Wise Words (or Something) from Occupiers

Mark Schatzker of The Globe and Mail recently wrote a hilarious article commemorating the one-week anniversary of Occupy Toronto.  Gathering quotes from protesters he conversed with, Schatzker compiled them into an absolute classic work of satire.  See the link above for the entire article, but here are some of my favorites.

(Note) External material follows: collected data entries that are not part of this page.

PR #3629, opened 2021-08-11
fix(ui5-date-picker): setting value before firing event

tsanislavgatev:
fixes: https://github.com/SAP/ui5-webcomponents/issues/3516

### DIFF
--- a/packages/main/src/DatePicker.js
+++ b/packages/main/src/DatePicker.js
@@ -413,6 +413,8 @@ class DatePicker extends DateComponentBase {
 		} else if (this.name) {
 			console.warn(`In order for the "name" property to have effect, you should also: import "@ui5/webcomponents/dist/features/InputElementsFormSupport.js";`); // eslint-disable-line
 		}
+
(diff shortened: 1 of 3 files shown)


ilhan007 (changes requested):
Hi @tsanislavgatev the change, although making "get dateValue" work properly as before, because the value would be updated upfront, will lead to the following issue:

----- before the event - we update the value

----- in the event handler - the app developer prevents the event and can set "value" and "value-state"

----- after the event is fired - if the event is prevented we change the value to its previous state, overwriting what the app developer set in the event handler

How to fix the issue and overcome the above problem:
introduce new private field/property to store the "live value" (what the user has selected ) and use that one in the "get dateValue" (this way the getter will work and return the most recent value) and don't update the "value" upfront (as it was prior to this change) not to overwrite changes that may occur in the event handler.

ilhan007:
I meant exactly this, I will test the change and will give +1 afterwards if everything is fine

ilhan007 (approved):

Issue #3557, opened 2021-07-28
Feature Request: display links in IllustratedMessage's subtitle 


ilhan007:
### **Feature Request Description**
The stakeholder (SAP Graph) needs the ability to **display links** within the IllustratedMessage' subtitle as the built-in texts do not always full-fill the required designs. There is **subtitleText** property to display custom text, but the stakeholder needs to display text + link. See the screenshot below:

<img width="650" alt="Screenshot 2021-07-28 at 15 56 31" src="https://user-images.githubusercontent.com/15702139/127325745-2f118729-9d3a-4025-82e2-50a09b39917c.png">

### **Proposed Solution**
Introduce slots for the subtitle parts to allow users of the component to put not just text, but other elements, such as links. The slot will take precedence over the property.

### **Priority**
- [ ] Low
- [x] Medium
- [ ] High
- [ ] Very High

A clear and concise description of the impact/urgency of the required feature.

### **Stakeholder Info** (if applicable)

- Organization: SAP Graph

ilhan007:
Hello @pavelkornev if you want to add something more, please add a comment below

nnaydenow:
Internal reference: 5370

PR #3633, opened 2021-08-11
feat(ui5-illustrated-message): introduce subtitle slot

nnaydenow:
Closes: #3557
Fixes: #3557


ilhan007 (changes requested):
Could you also introduce a sample with the "subtitle" slot and also it would be part of rc.16, so you would need to update the since tag

ilhan007 (approved):

ilhan007 (approved):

“The day after Occupy, I used an ATM and the same old message came up saying you will be charged $1 for this transaction or whatever. But it felt different, somehow. You could tell the ATM felt embarrassed, that it knew it was just another pawn in this charade we call capitalism. I felt sorry for my robot brother.” Alex, 23

“Why are there more people at the reunion than were at the actual protest? That’s just such total BS, man.” – Russell, 26

“We have these amazing commemorative Occupy shirts for sale. The minimum order was 250, so there will be extras if anyone wants one.” – Dave, 23

“It’s weird protesting on Bay Street. You get there at 9 a.m. and the rich bankers who you want to hurl insults at and change their worldview have been at work for two hours already. And then when it’s time to go, they’re still there. I guess that’s why they call them the one per cent. I mean, who wants to work those kinds of hours? That’s the power of greed.” – Jeremy, 38

Even those who try to remain sympathetic to their cause must note that this is a movement that still needs to define itself more clearly.  If the Occupiers cannot offer more than whining and complete misstatements about capitalism, they will either be finally hijacked into far leftist politics or they will join the ranks of other flash-in-the-pan movements – probably near the “Save the Spotted Owl Society.”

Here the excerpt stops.